1. The SC Supreme Court is correct – the terms of the will should be followed. Estates are not like other business deals or disputes where the intent of the deceased can be negotiated. The intent as expressed in the will must be followed. Otherwise, people would not have confidence in making wills or leaving assets to charity.
2. The settlement does seem to have been beneficial to the estate because the new trustees were able to increase its value from near zero to somewhere between $5 million and $100 million (nice specificity on that).
3. The estate owed $20 million to a bank borrowed for a European tour. Apparently lunacy in the lending markets in 2006 was not confined only to the sub-prime housing market.
- Wednesday, 06 February 2013 13:59
James Brown died in 2006. His estate moved a step closer to settlement this week after a federal lawsuit filed by his former business partner was dismissed. After years of litigation, the estate was to be divided between his wife, his heirs, and his “I Feel Good Trust.”

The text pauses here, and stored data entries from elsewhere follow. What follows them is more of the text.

PR #1431, opened 2021-11-09
HACKDAY - add localstorage memory of open state

adrianschmidt:
### Replaced by #1452 and #1457

When given a value for the new property `stateKey`, or automatically when used through limel-form,
the collapsible section will remember its state across page loads.

fix: Lundalogik/hack-tuesday#197

## Review:

### Browsers tested:

Windows:
- [ ] Chrome
- [ ] Edge
- [ ] Firefox

Linux:
- [ ] Chrome
- [ ] Firefox

macOS:
- [ ] Chrome
- [ ] Firefox
- [ ] Safari

Mobile:
- [ ] Chrome on Android
- [ ] iOS

### DIFF
--- a/src/components/form/templates/array-field-collapsible-item.ts
+++ b/src/components/form/templates/array-field-collapsible-item.ts
@@ -70,6 +70,12 @@ export class CollapsibleItemTemplate extends React.Component {
                 className: 'limel-form-array-item--object',
                 ref: 'section',
                 'is-open': this.isOpen,
+                'state-key': encodeURIComponent(
+                    schema?.lime?.stateKey ||
+                        `${schema.items?.$ref}-${this.props.index}-${
+                            data.title || data.property
+                        }`
+                ),
             },
             this.props.item.children
         );
--- a/src/components/collapsible-section/collapsible-section.tsx
+++ b/src/components/collapsible-section/collapsible-section.tsx
@@ -5,10 +5,12 @@ import {
     h,
     Prop,
     Element,
+    Watch,
 } from '@stencil/core';
 import { dispatchResizeEvent } from '../../util/dispatch-resize-event';
 import { Action } from './action';
 import { ENTER, ENTER_KEY_CODE } from '../../util/keycodes';
+import { getState, setState } from 'src/util/state-service';
 
 /**
  * @slot - Content to put inside the collapsible section
@@ -43,6 +45,21 @@ export class CollapsibleSection {
     public actions: Action[];
 
     /**
+     * Used to identify the section for the purpose of remembering the
+     * open/closed state.
+     */
+    @Prop({ reflect: true })
+    public stateKey: string;
+
+    /**
+     * Set to `false` to disable state memory even when `stateKey` is set.
+     * Normally, `stateKey` can just be left without a value to achieve the
+     * same thing.
+     */
+    @Prop({ reflect: true })
+    public rememberState: boolean = true;
+
+    /**
      * Emitted when the section is expanded
      */
     @Event()
@@ -63,9 +80,34 @@ export class CollapsibleSection {
     @Element()
     private host: HTMLLimelCollapsibleSectionElement;
 
+    private stateId: string;
+
     constructor() {
         this.onClick = this.onClick.bind(this);
         this.renderActionButton = this.renderActionButton.bind(this);
+    }
+
+    public connectedCallback() {
+        if (this.rememberState && this.stateKey) {
+            this.stateId = `limel-collapsible-section.${this.stateKey}.isOpen`;
+
+            const isOpen = getState(this.stateId);
+
+            if (
+                (isOpen === true || isOpen === false) &&
+                this.isOpen !== isOpen
+            ) {
+                this.isOpen = isOpen;
+                this.emitOpenState();
+            }
+        }
+    }
+
+    @Watch('isOpen')
+    public openCloseHandler(value: boolean) {
+        if (this.rememberState && this.stateId) {
+            setState(this.stateId, value);
+        }
     }
 
     public render() {
@@ -98,7 +140,10 @@ export class CollapsibleSection {
 
     private onClick() {
         this.isOpen = !this.isOpen;
+        this.emitOpenState();
+    }
 
+    private emitOpenState() {
         if (this.isOpen) {
             this.open.emit();
             const waitForUiToRender = 100;
--- a/src/components/collapsible-section/collapsible-section.tsx
+++ b/src/components/collapsible-section/collapsible-section.tsx
@@ -54,7 +54,8 @@ export class CollapsibleSection {
     /**
      * Set to `false` to disable state memory even when `stateKey` is set.
      * Normally, `stateKey` can just be left without a value to achieve the
-     * same thing.
+     * same thing, but when limel-collapsible-section is used in limel-form,
+     * `stateKey` will always be set. Use this property to override.
      */
     @Prop({ reflect: true })
     public rememberState: boolean = true;
--- a/src/components/form/form.types.ts
+++ b/src/components/form/form.types.ts
@@ -148,6 +148,21 @@ export interface LimeSchemaOptions {
      * Mark the field as disabled
      */
     disabled?: boolean;
+
+    /**
+     * Collapsible sections will remember their open/closed state when used
+     * in a form. If different sections are not able to uniquely identify
+     * themselves, they will "share" the same state. To prevent this, a unique
+     * key can be assigned to each section here.
+     */
+    stateKey?: string;
+
+    /**
+     * To disable a collapsible section's "state memory", and always use the
+     * default state as set via the `collapsed` property, set this value to
+     * `false`.
+     */
+    rememberState?: boolean;
 }
 
 /**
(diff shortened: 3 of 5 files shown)


Kiarokh:
can this fix the following? https://github.com/Lundalogik/crm-feature/issues/1885

adrianschmidt:
> can this fix the following? [Lundalogik/crm-feature#1885](https://github.com/Lundalogik/crm-feature/issues/1885)

Indeed, this hack was spawned from that issue 😊

image

Kiarokh:
Nice! maybe you can add that issue as a fix link too

adrianschmidt:
> Nice! maybe you can add that issue as a fix link too

Currently, this isn't in shape to be a serious fix for that. But I might clean it up, and if so, I will 👍

src/components/form/templates/array-field-collapsible-item.ts
```diff
@@ -70,6 +70,12 @@ export class CollapsibleItemTemplate extends React.Component {
                 className: 'limel-form-array-item--object',
                 ref: 'section',
                 'is-open': this.isOpen,
+                'state-key': encodeURIComponent(
+                    schema?.lime?.stateKey ||
+                        `${schema.items?.$ref}-${this.props.index}-${
+                            data.title || data.property
+                        }`
```
adrianschmidt, line 77: We built this, and the corresponding bit in `src/components/form/templates/object-field.ts` below, by inspecting the data we had access to and just using what we thought looked useful.

I distinctly remember us having utility functions for parsing the schema, but I couldn't any in lime-elements… 😞

adrianschmidt: @jgroth The stuff we've added in the first and second commit in this PR, I feel are good enough to put up for review. But this stuff in the third commit doesn't feel quite as solid… 😅

We could just leave it out, but I think the value of the feature really is increased quite a lot if it's enabled by default whenever a limel-collapsible-section is used as part of a limel-form. So, what do you think? Is what we've done in the third commit something we could clean up and use, or is it rubbish that just happens to work for the specific circumstances in lime-webclient? 😬

jgroth: What is you concern here? That the key might not be unique enough if it has not been explicitly defined?

My concern is actually about the collapsible section itself :sweat_smile: Both because it makes the component more smart/stateful but maybe more so because it couples the component to local storage when the consumer might want to use another storage solution.

adrianschmidt: > What is you concern here? That the key might not be unique enough if it has not been explicitly defined?

Haha! The fact that you wonder what my concern is is very comforting, as I take that to mean you don't share it 😄

My concern was that, since we found properties to build a unique ID through simply looking at the data we had and taking what worked, without really knowing if those properties would be there in any case other than in Lime Admin and on the object card in the CRM web client, I wasn't sure this was applicable to the general case, especially since the data available was slightly different in the two cases (here in `array-field-collapsible-item.ts` and in `object-field.ts`).

> My concern is actually about the collapsible section itself 😅

Hopefully I can alleviate those concerns, since I feel quite good about that part! 😊

> Both because it makes the component more smart/stateful

True, but, I think the added complexity is relatively small, and the component is extremely simple to begin with, which means even with this added complexity it's still very simple. We didn't want to force the consumer to use this component as stateful, which is why we added the possibility to opt out, but now that I think about it, it seems much more sensible to create a stateful component that wraps the stateless existing version of `limel-collapsible-section`, so that you don't need to opt out, but can simply use `limel-collapsible-section` rather than this new stateful component. Thoughts? I think I can make a version like that quite quickly.

> but maybe more so because it couples the component to local storage when the consumer might want to use another storage solution.

That's why we made the state service, because @mjlime pointed out that 1) other components may need to store state, 2) the collapsible-section has no reason to know or care about how the state is stored, and 3) we might want to make it possible for the consumer to configure how storing is done or even supply their own storage functionality. Point 3 isn't implemented at the moment, as we didn't want to over-engineer the solution during the hackday. But if we feel this is something we should implement now, or that we need to change something in the current implementation to make room for adding such functionality later, I'm absolutely ok with doing that 👍

jgroth: > Haha! The fact that you wonder what my concern is is very comforting, as I take that to mean you don't share it

Hmm yeah well I did not look into the implementation in detail, but using the data to create the key might be weird as you point out :thinking:  Does this mean that changing the data in the form will create a new key? Will that not break stuff? :sweat_smile: 

> it seems much more sensible to create a stateful component that wraps the stateless existing version of limel-collapsible-section

Yeah maybe. Or maybe just make it opt-in instead of opt-out so that there is no change in behavior from before? 

I might be overly cautious here but state is almost always evil and keeping state always comes with a price. I guess I'm mostly questioning whether we are doing this at the right place or if it should be done closer to the consumer rather than in lime elements :thinking: Did you think about how the third point might be implemented?

adrianschmidt: > Does this mean that changing the data in the form will create a new key? Will that not break stuff? 😅

I guess it depends. If you put ever-changing information in it, then, yes, you'd have to give it a key instead. But that's what the `stateKey` property is there for.

This case (`array-field-collapsible-item.ts`) is the one used in Lime Admin, and the data we use is as follows:

image

- `schema.items.$ref` is `"#/definitions/CompanyCardSectionSchema"` - this is a reference to stuff in the schema, but it happens to nicely identify the parent section we're in.
- `this.props.index` is `0` - this is the index of the item we're about to render (the collapsible), among its siblings. So the _Addresses_ section has `1` here.
- `data.title` is `"untitled"` - The title for the section.

So the key for this section will be `'#/definitions/CompanyCardSectionSchema - 0 - untitled'`. This means that it won't collide with the section called `untitled`, with index `0` under _Deal Card_, because `$ref` will be different. It also won't remember its state if moved or renamed, and that's intentional. If the section is moved or renamed, for this purpose, we don't consider it to be the same section anymore. If the consumer knows it is, it has to explicitly tell us that by supplying its own `stateKey`.

If we look at the next level of collapsibles used in Lime Admin, it's the ones for properties, found inside the collapsible we just looked at. Let's look at the _Telephone_ field:

image

- `schema.items.$ref` is now `'#/definitions/CompanyEditPropertySchema'`
- `this.props.index` is `1`
- `data.title` is undefined, so instead, we use
- `data.property`, which is `phone`

So the key here is `'#/definitions/CompanyEditPropertySchema - 1 - phone'`.

In the case of `object-field.ts`, that's the one that's used on the object card in the web client. (I never really did figure out why the same code isn't used in both places. If you know or understand that, I'd love to get up to speed 🙂) The data available here was slightly different, but very similar:

image

- `props.formContext.schema.$ref` is `'#/definitions/CompanySchema'` - again, this lets us differentiate between sections that have the same name and are in the same place, but on different limetypes.
- `props.idSchema.$id` is `'root_section1'` - I guess the `root` part might change if we had nestled sections? Not sure. Anyway, the `1` works as the index, and lets us differentiate between two identically named sections on the same limetype.
- `props.title` is of course `'Addresses'`

While I mention "limetypes", Lime Elements obviously doesn't know what those are, but also doesn't have to. All that matters is that the string is different between "different places". The question is, can we assume that they will be, at least under "normal circumstances"?

If not, I guess we'll have to skip this part, and instead add something along these lines in `lime-crm-components` and in the code for Lime Admin (if we want the functionality there too).

adrianschmidt: Come to think of it, this stuff isn't actually even in #1452 (which replaces this PR). But I've added it in another separate PR (#1457). That one still needs work though, because of the changes in #1452, compared to this one.

jgroth: There is no guarantee that `schema.items.$ref` is unique. It probably is in lime-admin because of how we generate the schemas though, but we had to write custom code in the schema in order to get those unique. In a more general case it is more likely that the same sub-schema is used in several places and then `schema.items.$ref` will be the same for those.

I don't think we should use any data from the form at all (like the title) to generate the key, since that will create a new key whenever the data is changed. The way we use that at the moment to generate the section headers is already too hackish and I would prefer if we don't add any more to that logic :smile: 

Would it not be enough to use the property path from the root to the section to uniquely identify it? E.g. `card.sections[1].fields[1].layout`

jgroth: I guess we also need an ID for the whole form, so the property path might not be enough :thinking:

adrianschmidt:
Replaced by #1452 and #1457

src/components/form/templates/array-field-collapsible-item.ts
adrianschmidt: @civing I think a solution that is a bit of a hybrid between this and what you've done in your draft might be quite good.

- We could add an optional property for identifying the section, basically the same as what we called `stateKey` here, but it might have a different name.
- That property is set in the form in lime-crm-components, when the schema is first loaded (or maybe when it's updated, if we really need to, but then we need to make sure not to create a loop—I don't think we'll need to though…?).
- If that identifier set, the component includes that value in the `open` and `close` events somehow.
- Then we listen to those events in lime-crm-components, and take care of the data-storing stuff there.
- For the initial state when loading the form the first time, we can simply override the schema's value for whether the section is open with the value we got from the stored data.

Thoughts?

PR #1442, opened 2021-11-15
chore(dialog): remove deprecated property `badgeIcon` from `DialogHeading`

adrianschmidt:
The property has been deprecated for a long time, and setting it no longer has any
effect.

BREAKING CHANGE: The deprecated property `badgeIcon` on the interface `DialogHeading`
has been removed. Setting the property already had no effect, but since the property
has now been removed, any consumers that are importing types from
**@limetech/lime-elements** and are setting this property, will get an error when
building. The solution is to simply not set the property.

## Review:

### Browsers tested:

Windows:
- [ ] Chrome
- [ ] Edge
- [ ] Firefox

Linux:
- [ ] Chrome
- [ ] Firefox

macOS:
- [ ] Chrome
- [ ] Firefox
- [ ] Safari

Mobile:
- [ ] Chrome on Android
- [ ] iOS

### DIFF
--- a/src/components/dialog/dialog.types.ts
+++ b/src/components/dialog/dialog.types.ts
@@ -3,8 +3,4 @@ export interface DialogHeading {
     subtitle?: string;
     supportingText?: string;
     icon: string;
-    /**
-     * @deprecated
-     */
-    badgeIcon?: boolean;
 }


jgroth (approved):

Befkadu1:
The property, `badgeIcon` should be removed from [here](https://github.com/Lundalogik/lime-crm-components/blob/fb59aa4002698cc24e250e834c7d01f5d1530c44/src/table-view/components/column-dialog/column-dialog.tsx#L99) as well.

adrianschmidt:
> @LucyChyzhova found build error. Shouldn't the property, `badgeIcon` be removed from [here](https://github.com/Lundalogik/lime-crm-components/blob/fb59aa4002698cc24e250e834c7d01f5d1530c44/src/table-view/components/column-dialog/column-dialog.tsx#L99) as well?

Yes it should. Which reminds me that we should rebuild the workflow for automatically updating lime-elements in crm-components and webclient, because currently I think the workflow just updates the dependency and pushes to `main`, which will break the build on `main` in cases like this, where lime-elements has had a major version update with breaking changes. Instead, the workflow should create a PR, so that build and tests are run. Then it should preferably merge the PR if everything is green. I think the add-ons team built something like that for their dependencies… 🤔

PR #1446, opened 2021-11-16
fix(list): fix broken import of `MenuItem` so docs builds correctly

adrianschmidt:
## Review:

### Browsers tested:

Windows:
- [ ] Chrome
- [ ] Edge
- [ ] Firefox

Linux:
- [ ] Chrome
- [ ] Firefox

macOS:
- [ ] Chrome
- [ ] Firefox
- [ ] Safari

Mobile:
- [ ] Chrome on Android
- [ ] iOS

### DIFF
--- a/src/components/list/list-item.types.ts
+++ b/src/components/list/list-item.types.ts
@@ -1,4 +1,4 @@
-import { MenuItem } from '@limetech/lime-elements';
+import { MenuItem } from '../menu/menu.types';
 
 export interface ListItem<T = any> {
     /**


src/components/list/list-item.types.ts
```diff
@@ -1,4 +1,4 @@
-import { MenuItem } from '@limetech/lime-elements';
+import { MenuItem } from '../menu/menu.types';
```
adrianschmidt, line 1: This was what was preventing the _Types_ section of the docs from working correctly.

I'm guessing importing from `@limetech/lime-elements` doesn't work in `.types.ts` files, because the types haven't finished generating and thus haven't been linked up to the `@limetech/lime-elements` "alias" yet…? Importing from `@limetech/lime-elements` works in other parts of the code, like in `menu.tsx`.

PR #1451, opened 2021-11-17
Add tests and minor fixes for collapsible-section

adrianschmidt:
To test the new tests, I would recommend looking at the test description, then breaking the code, so that it no longer does what the test description says, then check that the test fails.

So, for something like `limel-collapsible-section > with a header and body > when clicking the header > opens`, you might want to comment out the code inside the `onClick` function. Then check that that specific test fails in the expected way. If other tests fail (which some probably will), check that it makes sense that they fail because of the change you made. Then undo the change, and repeat for the next test 🙂

## Review:

### Browsers tested:

Windows:
- [ ] Chrome
- [ ] Edge
- [ ] Firefox

Linux:
- [ ] Chrome
- [ ] Firefox

macOS:
- [ ] Chrome
- [ ] Firefox
- [ ] Safari

Mobile:
- [ ] Chrome on Android
- [ ] iOS

### DIFF
--- a/src/components/collapsible-section/collapsible-section.e2e.ts
+++ b/src/components/collapsible-section/collapsible-section.e2e.ts
@@ -1,0 +1,317 @@
+import {
+    E2EElement,
+    E2EPage,
+    EventSpy,
+    newE2EPage,
+} from '@stencil/core/testing';
+import { Action } from './action';
+
+describe('limel-collapsible-section', () => {
+    let page: E2EPage;
+    let limelCollapsible: E2EElement;
+    let collapsibleHeader: E2EElement;
+    let collapsibleBody: E2EElement;
+
+    describe('with a header and body', () => {
+        beforeEach(async () => {
+            page = await createPage(`
+                <limel-collapsible-section header="Header text">
+                    Body text <button>Test</button>
+                </limel-collapsible-section>
+            `);
+            limelCollapsible = await page.find('limel-collapsible-section');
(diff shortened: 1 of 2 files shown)


src/util/e2eClickElement.ts
```diff
@@ -0,0 +1,33 @@
+import { E2EElement, E2EPage } from '@stencil/core/testing';
+
+/* eslint-disable no-underscore-dangle */
+export async function clickElement(page: E2EPage, elements: E2EElement[]) {
```
jgroth, line 4: What is `elements` here? Given the name of the function I would expect just a single element, what are the other elements used for? :slightly_smiling_face: :thinking:

jgroth (commented):
Great with some new tests! :partying_face: 
Looks good, just had a small question

src/util/e2eClickElement.ts
adrianschmidt: Yeah, I think I need to add a docblock here…

If you just send in a single element, it clicks that. But if your element is inside a shadowDOM, you need to give it the respective shadowRoot hosts too…

I'll see what I can come up with to make it clearer 👍

adrianschmidt: Ah… I think this was a completely redundant invention by me… 🤦‍♂️

image

jgroth (dismissed):

adrianschmidt:
Squashed 🙂

jgroth (approved):

PR #1452, opened 2021-11-17
feat(collapsible-section-stateful): add collapsible section with state memory

adrianschmidt:
fix: Lundalogik/hack-tuesday#197

## Review:

### Browsers tested:

Windows:
- [ ] Chrome
- [ ] Edge
- [ ] Firefox

Linux:
- [ ] Chrome
- [ ] Firefox

macOS:
- [ ] Chrome
- [ ] Firefox
- [ ] Safari

Mobile:
- [ ] Chrome on Android
- [ ] iOS

### DIFF
--- a/src/components/collapsible-section-stateful/collapsible-section-stateful.tsx
+++ b/src/components/collapsible-section-stateful/collapsible-section-stateful.tsx
@@ -52,7 +52,7 @@ export class CollapsibleSectionStateful {
      * Emitted when an action is clicked inside the header
      */
     @Event()
-    private action: EventEmitter<Action>;
+    protected action: EventEmitter<Action>;
 
     private stateId: string;
 
@@ -80,7 +80,6 @@ export class CollapsibleSectionStateful {
                 actions={this.actions}
                 onOpen={this.handleOpenEvent}
                 onClose={this.handleCloseEvent}
-                onAction={this.handleActionEvent}
             >
                 <slot />
             </limel-collapsible-section>
@@ -112,10 +111,5 @@ export class CollapsibleSectionStateful {
         if (this.isOpen) {
             this.isOpen = false;
         }
-    };
-
-    private handleActionEvent = (event: CustomEvent) => {
-        event.stopPropagation();
-        this.action.emit(event.detail);
     };
 }
--- a/src/components/collapsible-section-stateful/collapsible-section-stateful.tsx
+++ b/src/components/collapsible-section-stateful/collapsible-section-stateful.tsx
@@ -1,0 +1,121 @@
+import { Component, Event, EventEmitter, h, Prop, Watch } from '@stencil/core';
+import { Action } from '../collapsible-section/action';
+import { getState, setState } from '../../util/state-service';
+
+/**
+ * @slot - Content to put inside the collapsible section
+ * @exampleComponent limel-example-collapsible-section-stateful
+ */
+@Component({
+    tag: 'limel-collapsible-section-stateful',
+    shadow: true,
+})
+export class CollapsibleSectionStateful {
+    /**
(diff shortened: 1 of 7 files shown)


src/components/collapsible-section-stateful/collapsible-section-stateful.tsx
```diff
@@ -0,0 +1,121 @@
...
+
+    private handleCloseEvent = () => {
+        if (this.isOpen) {
+            this.isOpen = false;
+        }
+    };
+
+    private handleActionEvent = (event: CustomEvent) => {
+        event.stopPropagation();
+        this.action.emit(event.detail);
```
adrianschmidt, line 119: I hate this, but I haven't found any way to get the `onAction` property to show up on the element's type, other than declaring an EventEmitter on the component, and then the compiler complains about the property being unused, so we end up with this. Any ideas?

jgroth: Yeah it's a bit annoying that you have to re-declare any custom events from inner components. I get why because of the shadow dom encapsulation, but it's also weird since all events bubble.

I've usually solved this in the past by declaring the event as `protected` just to get the linter to not complain about unused properties :sweat_smile:

adrianschmidt: Ah! Of course! I even introduced that trick myself for `@Watch()` handlers, but didn't think to use it here 🤦‍♂️ 😄

Thank you! 🙏

adrianschmidt: ⚡

jgroth:
How do you feel about a separate component for this vs just a property on the regular component? 

If we add other stateful components, should we create separate components for those as well? It feels like we might end up with duplicates for a lot components with one stateful and one regular component which might feel weird for the consumer when reading the documentation etc. 

Another problem with this approach is that it creates some duplication. If we add a new property to the regular component, we need to remember to add it to the stateful one as well and remember to map it to the inner component.

src/components/collapsible-section-stateful/collapsible-section-stateful.tsx
```diff
@@ -0,0 +1,115 @@
...
+
+/**
+ * @slot - Content to put inside the collapsible section
+ * @exampleComponent limel-example-collapsible-section-stateful
+ */
+@Component({
+    tag: 'limel-collapsible-section-stateful',
+    shadow: true,
+})
+export class CollapsibleSectionStateful {
```
adrianschmidt, line 13: > How do you feel about a separate component for this vs just a property on the regular component?
> 
> If we add other stateful components, should we create separate components for those as well? It feels like we might end up with duplicates for a lot components with one stateful and one regular component which might feel weird for the consumer when reading the documentation etc.
> 
> Another problem with this approach is that it creates some duplication. If we add a new property to the regular component, we need to remember to add it to the stateful one as well and remember to map it to the inner component.

Oh, sorry, I thought you wanted it as a separate component, so it wouldn't increase complexity of the original component.

I don't know, I guess I can see reasonable arguments either way…

It feels like the idea for setting a stateKey automatically when using limel-form is looking less likely to happen, and I think that if we involve the consumer in that part, we're not really gaining much "for free" from the consumer's perspective by doing the state handling inside lime-elements, so I'm thinking we might scrap this in the end. So I think I'll convert this to a draft and put it on ice until we know more about how we want the whole thing to work. It might not be the best issue to spend a lot of time on in this cycle. We can probably get more value in less time by focusing on other issues.

The first commit, that just adds tests and stuff to the original collapsible, I'd still like to have reviewed and merged though 😊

However, his former pr woman and song writer claimed to have worked with him on the child welfare trust in the 1980s and that his intent was to leave all of his assets to it. She claimed that the South Carolina attorney general had ignored her, that 100 attorneys had refused to take her case because they were politically intimidated, and that she has a right to be heard and to exert control over the distribution of funds.
1. The court was correct to dismiss the case.
2. How a probate related case which is handled at the state level lasted 16 months in a federal court is perplexing.
3. An estate plan can easily change multiple times over 20 years so what James Brown wanted in 1980 could differ greatly from what he wanted in 2006.
4. It is advisable to ensure that estate planning documents reflect current wishes.
5. Sorry, sweetheart, but no one has “a right to be heard” nor do they have the right to exert control over funds unless they are the trustee. You were simply channeling one of James Brown’s hits.
- Monday, 17 December 2012 14:48
With no fiscal cliff resolution imminent, it has been slow in the estate planning news world (but slammed in the estate planning practice). The New Republic had a great article on delayed parenting and the possibility of developmental issues for the children.
Viewing the article through the estate planning prism, I noted the following potential issues:
1. Parents need wills and trusts immediately. The risk of sudden death or terminal illness is greater for a 40+ year old than someone in their late 20s.
2. The trusts might need special needs provisions to protect the children’s governmental benefits.
2. Selection of a guardian to handle a child with even minor developmental disabilities is tremendously important.
4. Because the children are younger when the parents are older, parents need to rely on siblings and friends to handle their affairs until their children become old enough to assist the parents with their affairs.
Of course, estate planning assumes a certain level of personal responsibility and rational thought. I am not sure than anyone desiring children in their 60s and 70s is being responsible or acting rationally with respect to their children.